Das geht leider nicht, Du musst Dich für eine Auflösung entscheiden. Dann solltest Du auf Deiner Seite 'nen Statistiker mit reinhauen, der Dir dann auch sagen kann, mit welchen Auflösungen, Betriebsystem und Browsern die Leute bei Dir waren, und wenn Du da dann siehst, dass die meisten mit was anderem auf Deiner Seite surfen, solltest Du die Einstellungen an Deine User anpassen! 1024x768 oder eben noch die altbewährten 800x600 sind meines Wissens nach am Häufigsten.
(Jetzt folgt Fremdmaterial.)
PR #7189, opened 2023-11-23
Simplify remembered flags deprecation message

deivid-rodriguez:

This deprecation message recommends `bundle config set --local`, however `bundle config` is now local by default. It also quotes some values unnecessarily.

Simplify the deprecation message.


deivid-rodriguez:
The "risk" of this is that users may copy the deprecation message to an app still using a old Bundler version where `bundle config` was not local, so maybe not worth changing.

indirect (approved):
I think it is fine to print messages that only apply to the running version of Bundler, but thank you for calling out that risk!

PR #7191, opened 2023-11-23
Stop remembering cli flags like `--jobs` or `--retry` in configuration

### LINKED ISSUE #7181: Bundler project specific options

When installing `gems` for GitLab, it is easy to break other projects. To fix that by installing GitLab gems into project subdir, I've committed `.bundle/config` with the following contents into the repo.

```yaml
---
BUNDLE_PATH: ".gems"
```

That, however, was met with resistance, as people tell me that `.bundle/config` automatically saves user options, even implicit ones, such as `bundle install --jobs`.

So what are the project level settings file that could be committed to repository without conflicting with user preferences for the same project?

1. Config location for global user preferences for `bundler`
2. Config location for project specific preferences that override global user preferences
3. Config location for project specific user preferences that override project preferences

deivid-rodriguez:

We're still remembering CLI flags for backwards compatibility. However, this is only necessary for a few selected flags.

Stop remembering flags like `--jobs`, or `--retry`.

This is stacked on top of #7189 and #7190.

Closes #7181.

### DIFF
--- a/bundler/lib/bundler/settings.rb
+++ b/bundler/lib/bundler/settings.rb
@@ -46,6 +46,20 @@ module Bundler
       update_requires_all_flag
     ].freeze
 
+    REMEMBERED_KEYS = %w[
+      bin
+      cache_all
+      clean
+      deployment
+      frozen
+      no_prune
+      path
+      shebang
+      path.system
+      without
+      with
+    ].freeze
+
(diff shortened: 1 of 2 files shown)


indirect (approved):
Awesome, thanks for doing this!

martinemde (approved):
Code looks good.

PR #7193, opened 2023-11-25
Extracting table/json formatting from bundle-outdated to Bundle::UI

nevinera:
## Motivation
Follow-on suggestion from #7167 - factoring the table-construction code out of the bundle-outdated cli class into Bundle::UI::Shell, and then extracting the _json_ construction code into a new Bundle::UI::JsonShell class to mirror it.

# Implementation
* Add a `Bundler::Ui::Shell#table` method, which takes `headers`, `rows`, and ignores the `_options` parameter.
  - it uses the headers to define what columns should exist, and to print the titles on those columns
  - it iterates the rows to construct the contents of those columns
  - it determines the width of each column based on the widest entry in the column (header included)
  - it separates columns by two spaces
  - it is _not_ terminal-width-aware; it'll just wrap. Which is very ugly, so don't make wide tables.
  - It's just the ported version that was in Cli::Outdated - this could be improved later by someone that wants to spend some time researching terminal UI building - this is a _very_ solved problem, it's just all the solutions are from the 80s and written in ugly languages -.-
* Add a new `Bundler::UI::JsonShell`, which inherits from `UI::Shell`, overrides the existing methods to all write to stderr (instead of stdout), and overrides `table` to write a flat json blob (array of objects) to stdout.
  - support a `:pretty => true` option to use `JSON.pretty_generate` (if available)
  - If a row is _missing_ any entry that is present in the header, fill it in (with a nil value)
  - If a row includes entries that are _not_ present in the header, leave them in. There is definite value to letting tools include more data in their json-output, where formatting constraints don't limit the data that can be rendered.
  - Ignore the _values_ of the headers - I wavered on this, but I decided that the keys used for the data are likely to be more json-key-like than the table headers supplied for the terminal table. Even mild argument would convince me otherwise though :-)
* Update the `Bundler::Cli` to instantiate the `JsonShell` instead of the `Shell` if passes `--json`.
  - note that this _does_ actually produce a behavioral change in other tools - if you supply `--json` to bundle install for example, anything that would have printed on stdout now prints on stderr. Just as a side-effect of the fact that it needs to get out of the way for the json output that that tool doesn't actually (yet) write. If anyone has a suggestion that would make this less awkward let me know, because it kind of bugs me.
* Update the `Bundler::Cli::Outdated` tool to remove the code dedicated to constructing tables and json data, and replace it with calls to `Bundler.ui.table`.
  - Also rename `print_gem`/`print_gems` to `parseably_print_gem`/`parseably_print_gems`, since that's all it's for (and already was).
  - Remove some dead code from `parseably_print_gem` - it used to be the only printing method a long while ago, and some of the bits that were there to support other types of printing were left around, despite not being reachable.


nevinera:
@simi: I've started on the follow-up work, and I'm running into several interesting questions I'd like your input on:

1. The json format I added here has multiple levels (each spec gets an object full of data). I don't actually _need_ that, and it would probably be simpler to just mirror the existing structure of data in the json format, but with a few extra fields (since there's no formatting constraints), which I've already got a nice solution for. But.. this `--json` code already exists now; how sensitive should I be to yanking around the shape of the resulting data in the short term?
2. The `print_gem` method (which I've got renamed locally to `parseably_print_gem`) is not just a spacing-change - it includes the data in a somewhat different structure, and seems _older_ than the other printing mechanisms, based on some git-spelunking. Given the goal of such a formatter, I'm concerned about changing this output _at all_, and thereby breaking something external that depends on parsing that structure, so I think I'll need to leave this manual string-building in place just for the `--porcelain` option. I don't see a nice way to map that onto the `Bundler::UI` abstraction, but maybe something will occur to one of you :-) (There is some dead code in here that I can remove while I'm at it though)
3. I couldn't see any way to trigger the `Bundler::UI::Silent` (at all), but given its implementation's location and structure, I wanted to double-check that I shouldn't add an empty `table` method to it?
4. How do we want UI::JsonShell to _behave_? I was initially thinking "Oh, we'll just write out the output in json", but .. error messages and the like are still important. And that all can still work fine. But it also occurred to me that we can even handle _info_ messages if we want to, we'd just need to write them to stderr.. Should I perhaps even subclass UI::Shell?

martinemde:
1. Easier to add more later. I'd go with the minimum needed at first.
2. Imho, just leave it as is.
3. I would add a blank table method. I think maybe tests use it, but not sure it will ever hit table. Seems harmless.
4. I agree with subclassing. JsonShell should probably still print errors and such to stderr since a process would watch for stderr as a sign of failure. If json shell is just the same old shell except for things we convert to json, it starts as a clean slate and we can add on more as we find what we need.

martinemde:
Hey, I've been following along and it's looking good. Thanks for tackling this. 


I'm really curious to see if we get a bunch of requests after this is merged for json versions of all of the output.

nevinera:
In a normal engineering team, I'd probably divide this into two pieces (extracting the `table` method into UI::Shell` as one PR, and then adding the `JsonShell` as another) to keep the PRs as easily reviewable as possible. I suspect that larger PRs implementing features in full are preferable here though? (I can keep things readable by commit instead)

bundler/lib/bundler/cli/outdated.rb
```diff
@@ -166,46 +201,18 @@ def by_group(gems, filter: nil)
       end.compact
     end
 
-    def print_gems(gems_list)
+    def parseably_print_gems(gems_list)
```
martinemde, line 204: I can't quite get used to parsing this word "parseably". Does `parseable_print_gems` seem acceptable? Or if you have another idea.

bundler/lib/bundler/ui/json_shell.rb
```diff
@@ -0,0 +1,39 @@
+# frozen_string_literal: true
+
+module Bundler
+  module UI
+    class JsonShell < UI::Shell
+      def table(header, rows, options = {})
+        return unless info?
+        empty_row = Hash[header.keys.map {|k| [k, nil] }]
```
martinemde, line 8: Avoid one intermediate Array.

```suggestion
        empty_row = header.keys.to_h {|k| [k, nil] }
```

bundler/lib/bundler/ui/json_shell.rb
```diff
@@ -0,0 +1,39 @@
...
+        data = rows.map {|row| empty_row.merge(row) }
+
+        require "json"
+        json_text =
+          if options[:pretty] && JSON.respond_to?(:pretty_generate)
+            JSON.pretty_generate(data)
+          else
+            data.to_json
```
martinemde, line 16: For parity with pretty

```suggestion
            JSON.generate(data)
```

bundler/spec/bundler/cli_spec.rb
```diff
@@ -161,16 +161,16 @@ def out_with_macos_man_workaround
...
+        expect(out_data.length).to eq(1)
+
+        expect(out_data.first).to eq({
+          "gem_name" => "rack",
+          "current_version" => "0.9.1",
+          "latest_version" => "1.0.0",
+          "latest_required_ruby" => ">= 0",
+          "latest_required_rubygems" => ">= 0",
+          "requested_version" => "= 0.9.1",
+          "groups" => "default",
```
martinemde, line 173: What's this do if there's more than 1 group? There should at least be a test.

I'm guessing we lose the array because of the to_s, and I'm thinking it gets concatenated. Would it be better to allow whatever comes in for types and expect the caller to convert types to string if necessary?

bundler/spec/bundler/ui/json_shell_spec.rb
```diff
@@ -0,0 +1,115 @@
...
+    end
+
+    it "constructs and prints the table to stdout properly" do
+      # * includes a nil-values entry for the missing :bar
+      # * includes the non-header-ed :huh key
+      expanded_json =
+        <<~JSON
+          [
+          {"foo":"Entry 1","bar":5,"baz":"a few words"},
+          {"foo":"two","bar":"five","baz":"less","huh":"extra data"},
```
martinemde, line 79: I like that it prints extra keys for extended data compared to `table`. Can we change `huh` to something like `"extra_keys" => "display extended data beyond table"`. I initially skipped the comment so I thought it was a mistake that `huh` was expected.

martinemde (approved):
This is really clean and looks great. I added a few nitpicks mostly to save an array here and there. I think maybe the most important thing is checking the groups output for more than 1 group and ideally making that an array again.

martinemde:
> Just as a side-effect of the fact that it needs to get out of the way for the json output that that tool doesn't actually (yet) write. If anyone has a suggestion that would make this less awkward let me know, because it kind of bugs me.

You're right. 🤔

We could turn info into json, even if it's ugly.

```json
{ "info": "messages that was sent." }
```

bundler/spec/bundler/cli_spec.rb
nevinera: So, the original presentation glues them together with commas, and my initial `--json` implementation split them back apart. The way it would have to work if we want them to be an array in the json output is that the `Shell#table` implementation would need to detect that it got an array, and `map(&:to_s).join(", ")` them, which .. isn't awful, but I wasn't sure was really generalizable enough.

I think I'd like it a little better though, and if you're also game I'll go ahead and add it :-)

bundler/spec/bundler/ui/json_shell_spec.rb
nevinera: That's definitely clearer (and yeah, now that it'll support them I'll add that as a case)

nevinera:
> > Just as a side-effect of the fact that it needs to get out of the way for the json output that that tool doesn't actually (yet) write. If anyone has a suggestion that would make this less awkward let me know, because it kind of bugs me.
> 
> You're right. 🤔
> 
> We could turn info into json, even if it's ugly.
> 
> ```json
> { "info": "message that was sent." }
> ```
> 
> This makes me think pretty printing is a bit of a problem because the assumption of line delimited json objects is required to parse this ugly format.
> 
> I still think err should be text.

That would make the actual _output_ of bundle-outdated not very parseable - ndjson is an irritating format in some ways, and it's tough to deal with if the json itself contains any newlines, which iirc the json-writer is

bundler/lib/bundler/cli/outdated.rb
nevinera: My fingers had trouble typing it correctly too >.<

`parseable_print_gems` doesn't have the right .. conjugation? I may be using that word wrong. Naming is hard though - `print_gems` is called for its side-effects, so it probably should be named with a verb-phrase, but I'm not too picky which one - `print_gems_carefully`, `print_gems_in_legacy_style`, `print_gems_manually`, `print_gems_locally`, `print_gems_for_parsing`? I'll use `print_gems_as_porcelain` for now, and update to whatever you prefer when you respond :-)

(My actual instinct was to extract that behavior into an inner class called `LegacyOutputGenerator` which would suffice to contextualize the printing instead, but it felt like too large a change for a PR that isn't purely refactoring. And I'm not sure how the maintainers feel about that sort of change yet)

bundler/spec/bundler/cli_spec.rb
nevinera: Added, and it cleaned up the handling of `groups` in Cli::Outdated a bit overall.

bundler/lib/bundler/ui/json_shell.rb
martinemde: We just dropped support for 2.6 and 2.7 on master. Luxurious!

bundler/spec/bundler/cli_spec.rb
martinemde: Ah ok, I thought it received an array already so I was incorrect in my review. I see it's not so simple now because of how Shell handles it. 

So the choice is between preformatted csv in the json or detecting the array in Shell.

I agree with detecting the array.

nevinera:
(resolving a legit problem the tests spotted, but I have to run for a few hours)

nevinera:
I'm not sure what to do about the "bundler 2 on windows" checks, if they don't self-resolve on the next run - they failed after more than an hour, with [no output](https://github.com/rubygems/rubygems/actions/runs/6997859587/job/19035290183). I had a mysterious (quite different) problem with one of them earlier too [here](https://github.com/rubygems/rubygems/actions/runs/6993275701/job/19025770159) that seemed to go away on the next push. Are they just kind of flaky?

martinemde:
I've spent a bunch of time trying to track down why the windows tests are flakey, with some success. The worst part about them is that Windows is much much slower because the tests are very I/O heavy.

martinemde (approved):

martinemde:
@nevinera Could you rebase squash this? I don't mind too much normally but we're at 14 commit, hehe. I'll merge after the squash.

nevinera:
> @nevinera Could you rebase squash this? I don't mind too much normally but we're at 14 commit, hehe. I'll merge after the squash.

Totally - I try to avoid rebasing commits once they've been reviewed, cause it can make re-reviewing irritating, but I'd prefer not to release such a pile of commits, for sure. I think it would be a fair amount of work to collapse them into 2-3 isolated commits like I'd want them to be ideally, so I'll just squash them like you suggest :-)

martinemde:
This is great work and solid code, @nevinera. I appreciate how thorough you were and I enjoyed working with you on this. Hopefully there's more to do soon.

nevinera:
> This is great work and solid code, @nevinera. I appreciate how thorough you were and I enjoyed working with you on this. Hopefully there's more to do soon.

I'm grateful for your willingness to help a project-newbie :-D

simi:
Hello @nevinera and thanks for opening this. I would like to take a look as well before merging. I had some ideas and questions around for this.

Btw. feel free to join use at Slack, we're ready to help you in there if needed. Link is at the bottom of https://bundler.io/.

nevinera:
> Hello @nevinera and thanks for opening this. I would like to take a look as well before merging. I had some ideas and questions around for this.
> 
> Btw. feel free to join us at Slack, we're ready to help you in there if needed. Link is at the bottom of https://bundler.io/.

Totally, let me know what I can add or improve :-)

Thanks for pointing me at the slack, I somehow missed it when I was digging in initially.

martinemde:
@simi Sorry to merge before you could take a look. I'm glad you caught it.

nevinera:
Oh, what's the release-cadence like? If there might be a bundler release before I can get this in, I probably should revert the other PR, since this does end up changing the shape of the resulting json pretty substantially (to make it match the data used by UI::Shell better).

simi:
@nevinera no worries, AFAIK features are cherry-picked from main branch to each release candidate. If needed, some PRs can be opted out. If changes are expected, we can mark the new `--json` option to `outdated` command as "experimental" and subject to change in the future. WDYT @deivid-rodriguez?

nevinera:
I'm not sure what the typical cadence is for feedback - you're clearly _incredibly_ busy @simi (you're in every conversation I look at), but I just wanted to make sure you didn't forget about me. Happy to chat in slack instead if you have something more in-depth you wanted to talk through?

nevinera:
(updated to use modern hash syntax, which is such a relief. Training my fingers to use hash-rockets again in just this project was quite a chore)

martinemde (approved):
Still looks great to me.

martinemde:
Hey @nevinera, we're planning on rubygems & bundle release really soon and we had the idea to revert the first PR that added this feature, then combine adding the original feature with this PR.

I'm letting you know so you can re-add the revert-revert to the beginning of this PR to keep it from conflicting with master. I'll push the revert to master soon.

nevinera:
> Hey @nevinera, we're planning on rubygems & bundle release really soon and we had the idea to revert the first PR that added this feature, then combine adding the original feature with this PR.
> 
> I'm letting you know so you can re-add the revert-revert to the beginning of this PR to keep it from conflicting with master. I'll push the revert to master soon.

Makes total sense to me - it's what I intended when I first got this thing set up. Better not to let anyone build something one what's in there now if I'm going to rearrange it shortly!

nevinera:
@simi - will you have a chance to look at this soon?

nevinera:
> I had some ideas and questions around for this.

@simi: I'd like to move on to other bundler work, but I don't like to carry many open PRs at once. Do you think you'll have time to look at this soon, or is there a way I can re-slice this to be more incrementally releasable?

simi:
Hello @nevinera and thanks for your patience with me in here. I was looking at this already few times, but indeed this seems a little tricky to review since it is composed of fixes for few different problems coupled together.

1. `--parseable` seems actually harder to parse than original output
2. original tabular output will be easier to parse if turned into actual TSV format
3. original output outputs also definition resolution info (aka `Fetching gem metadata...`) breaking parsing
4. newly introduced `JsonShell` actually doesn't output JSON for all messages, but only for table and redirects the rest for stderr and is not reusable IMHO
5. What kind of sense would make JsonShell (or JSON output in general) for other commands like bundle install?

Looking at those, what about to pick a little different strategy? Would it be possible to deprecate `--parseable` and replace it with `--tsv` option (or even replace original output with tsv one) and use `Bundler.ui.silence` for definition resolution. It could be enough to keep the logic in `Outdated` class for now. Outputing this tabular data as JSON doesn't make a much sense to me since there is nothing like "table" in JSON and you need to define your own structure (like expose values as array of key/value pairs or different structure). It could be also possible to move TSV "rendering" into `Shell` class `table` method.

If you would like to keep JSON output over TSV, I'm ok with that as well, but since JSON most likely doesn't make sense for table, I think there is no need to pretend JSON table is being rendered. Would it make sense to reuse `Bundler.ui.silence` to get clean output, create some kind of `OutdatedSet` class keeping mostly list of `OudatedGem` classes (could be simple inline struct) and ensure it provides data needed for current rendering (of table and --parseable), but also it implements simple `to_json` method called conditionally for `--json` flag? Clearly there are better names for those classes. This JSON approach would make this outdated class a little more simpler, since the logic for getting the difference in between current lock and updated lock would be "hidden" in there.

WDYT?

If you would like to iterate on this in multiple steps, I think for now it would be ok to remove JsonShell (it seems it is not good idea, sorry for this misdirection), migrate json table into Shell as `json_table` method (or keep it inline in `Outdated`). I can help with following PRs.

PS: This PR revealed to me some interesting ideas, like should be progress report send to stderr by default in general? IMHO it makes sense, but at some places it would be controversial what is actual progress report. @deivid-rodriguez WDYT?

nevinera:
> Hello @nevinera and thanks for your patience with me in here. I was looking at this already few times, but indeed this seems a little tricky to review since it is composed of fixes for few different problems coupled together.

It's not really intended to be - there was some structural cleanup (there was some dead code and minor refactoring needed in CLI::Outdated to support the functional changes), but there are really fixes for two problems here that I see - adding `json` support and decomposing the `table` output into `Bundler::UI::Shell`. I did originally have the former in isolation, but you requested that the latter be bundled with it (and I agree that it's a better solution).

>     1. `--parseable` seems actually harder to parse than original output
> 
>     2. original tabular output will be easier to parse if turned into actual TSV format
> 
>     3. original output outputs also definition resolution info (aka `Fetching gem metadata...`) breaking parsing
> 
>     4. newly introduced `JsonShell` actually doesn't output JSON for all messages, but only for table and redirects the rest for stderr and is not reusable IMHO
> 
>     5. What kind of sense would make JsonShell (or JSON output in general) for other commands like bundle install?

I'm not sure how to interpret this list - given the later items, it looks like a list of problems with the changeset, but the first item throws me, because I don't believe I changed the format of the `--parseable` output at all (I treated it as a legacy format that needed to be kept consistent for compatibility reasons). 

> Looking at those, what about to pick a little different strategy? Would it be possible to deprecate `--parseable` and replace it with `--tsv` option (or even replace original output with tsv one) and use `Bundler.ui.silence` for definition resolution. It could be enough to keep the logic in `Outdated` class for now. Outputing this tabular data as JSON doesn't make a much sense to me since there is nothing like "table" in JSON and you need to define your own structure (like expose values as array of key/value pairs or different structure). It could be also possible to move TSV "rendering" into `Shell` class `table` method.

I think deprecating `--parseable` and adding `--tsv` (or `--csv` instead/as well?) isn't a bad idea, but I suspect there are a lot of people using `--parseable. We'd probably want to add `--tsv` for a version or two before deprecating `--parseable`, right? I think I'd want to tackle `--tsv` in a separate PR, but I suspect it would be a small one. 

> If you would like to keep JSON output over TSV, I'm ok with that as well, but since JSON most likely doesn't make sense for table, I think there is no need to pretend JSON table is being rendered. Would it make sense to reuse `Bundler.ui.silence` to get clean output, create some kind of `OutdatedSet` class keeping mostly list of `OudatedGem` classes (could be simple inline struct) and ensure it provides data needed for current rendering (of table and --parseable), but also it implements simple `to_json` method called conditionally for `--json` flag? Clearly there are better names for those classes. This JSON approach would make this outdated class a little more simpler, since the logic for getting the difference in between current lock and updated lock would be "hidden" in there.
> 
> WDYT?

My initial goal was to have json (or yaml) output for bundle-outdated, so I could get extra data out of `bundle-outdated`, and avoid writing parsers for data with no structural api contract. Your approach sounds like a cleaner version of my original PR, really, and I'd be happy to take a crack at it - decomposing some of the gem-version comparison logic out of CLI::Outdated sounds like an excellent idea, if that's what you mean.

> If you would like to iterate on this in multiple steps, I think for now it would be ok to remove JsonShell (it seems it is not good idea, sorry for this misdirection), migrate json table into Shell as `json_table` method (or keep it inline in `Outdated`). I can help with following PRs.
> 
> PS: This PR revealed to me some interesting ideas, like should be progress report send to stderr by default in general? IMHO it makes sense, but at some places it would be controversial what is actual progress report. @deivid-rodriguez WDYT?

I generally consider progress reporting to be "logging", and to belong on stderr. But it doesn't really _matter_ except in tools that are intended to produce output as their primary purpose. Most of the tools _do_ just need a UI::Shell abstraction, wrapping "doing things while logging what has been done", but a few of them could use a separate abstraction, because they want to "produce data and give it to you". Maybe a `Bundler::UI::OutputShell`, with some kind of `OutputFormatter` class hierachy that does the actual output dumping? `bundle outdated` is one of those, but there are a few others that could benefit from such a system - `bundle info`, `bundle list`, `bundle platform`, and maybe `bundle version` could all use that abstraction.

-----

I'm going to close this PR and try to scrape together two more (one for `--tsv` and one for `--json` as described - I'll probably find time later this week. Thanks for your insight @simi  - I know it's been a really busy season for rubygems in general, and I appreciate your hard work.

So, closing questions here:

1. TSV, CSV, or both? (separate PR for that when I get to it, either way)
2. Should I keep the `UI::Shell#table` extraction? It's reusable, though not fancy, and it does decompose some gross _out_ of CLI::Outdated..
3. Decompose an OutdatedGems data structure out of CLI::Outdated and drop JsonShell in favor of letting OutdatedGems handle `to_json`. Does that sound about right? CLI::Outdated still does the fetching; OutdatedGems is just a data structure with good access and setup methods.

simi:
> TSV, CSV, or both? (separate PR for that when I get to it, either way)

Pick whatever is useful for you. Adding TSV just because it is possible makes no sense if there's no known usecase.

> Should I keep the UI::Shell#table extraction? It's reusable, though not fancy, and it does decompose some gross out of CLI::Outdated..

Yup, I like that a lot.

> Decompose an OutdatedGems data structure out of CLI::Outdated and drop JsonShell in favor of letting OutdatedGems handle to_json. Does that sound about right? CLI::Outdated still does the fetching; OutdatedGems is just a data structure with good access and setup methods.

It sounds as an good abstraction to me, but better to confirm with other maintainers first. @deivid-rodriguez @martinemde @segiddins IMHO those CLI classes should just get input, pass it somewhere to Bundler classes and print the output. Today there is a lot of complex stuff happening inside and Outdated is good example and ideal candidate to extract the logic outside.

---

> Thanks for your insight @simi - I know it's been a really busy season for rubygems in general, and I appreciate your hard work.

_I'm again super sorry for long time without my response. I'm back currently and I'll be more responsive :pray:. Thanks for your contributions and patience._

Solltest Du aber z.B. die 1024x768 wählen, solltest Du daran denken, dass auch gescrollt werden kann (scollen erlauben), sonst kommt einer mit 800x600 bei Dir rauf und kann nicht alles sehen!!!!!


Gruss nickname :|


----------



## Matthias Reitinger (8. Februar 2002)

Na ja, ich würde mal sagen, das kommt darauf an, wie deine Site aufgebaut ist... mit oder ohne Frames, mit Tabellen etc. Bei Tabellen würde ich z.B. für diesen Zweck mit relativen statt absoluten Größenangaben arbeiten (also mit Prozent-Angaben). Alternativ kann man das ganze auch umständlich über JavaScript nachträglich anpassen. Oder eben für jede Auflösung extra Seiten erstellen und dann entsprechend umleiten. Oder versuchen, die Site so zu gestalten, dass sie bei allen Auflösungen gut aussieht.


----------



## axe van ecks (8. Februar 2002)

Du könntest jedoch auch bei den Zellen die die ganze Bildschirmbreite füllen als breite 100% einstellen, diese gehen bei 800x600, 1024x768, und bei dem drüber halt auch.....


----------



## Avariel (8. Februar 2002)

Also es ist eine Frameseite mit einem Frame rechts und einem links. Ich hab vorher eine Seite ohne Frames gemacht, und die will ich jetzt als Mittelteil benutzen. Da sie aber zu groß ist, werden die Scrollbalken angezeigt, was an der Stelle nun wirklich etwas ungünstig ist.


----------



## SirNeo (9. Februar 2002)

Es gibt so weit ich weiß die Möglichkeit die Auflösung für verschiedene Versionen verfügbar machen, bei JavaScript die müßte man dann verschiedene Versionen hinterlegen. Bei PHP kann man die Grössen dynamisch machen.


----------



## snowman (11. Februar 2002)

> _Original geschrieben von SirNeo _
> Es gibt so weit ich weiß die Möglichkeit die Auflösung für verschiedene Versionen verfügbar machen, bei JavaScript die müßte man dann verschiedene Versionen hinterlegen. Bei PHP kann man die Grössen dynamisch machen.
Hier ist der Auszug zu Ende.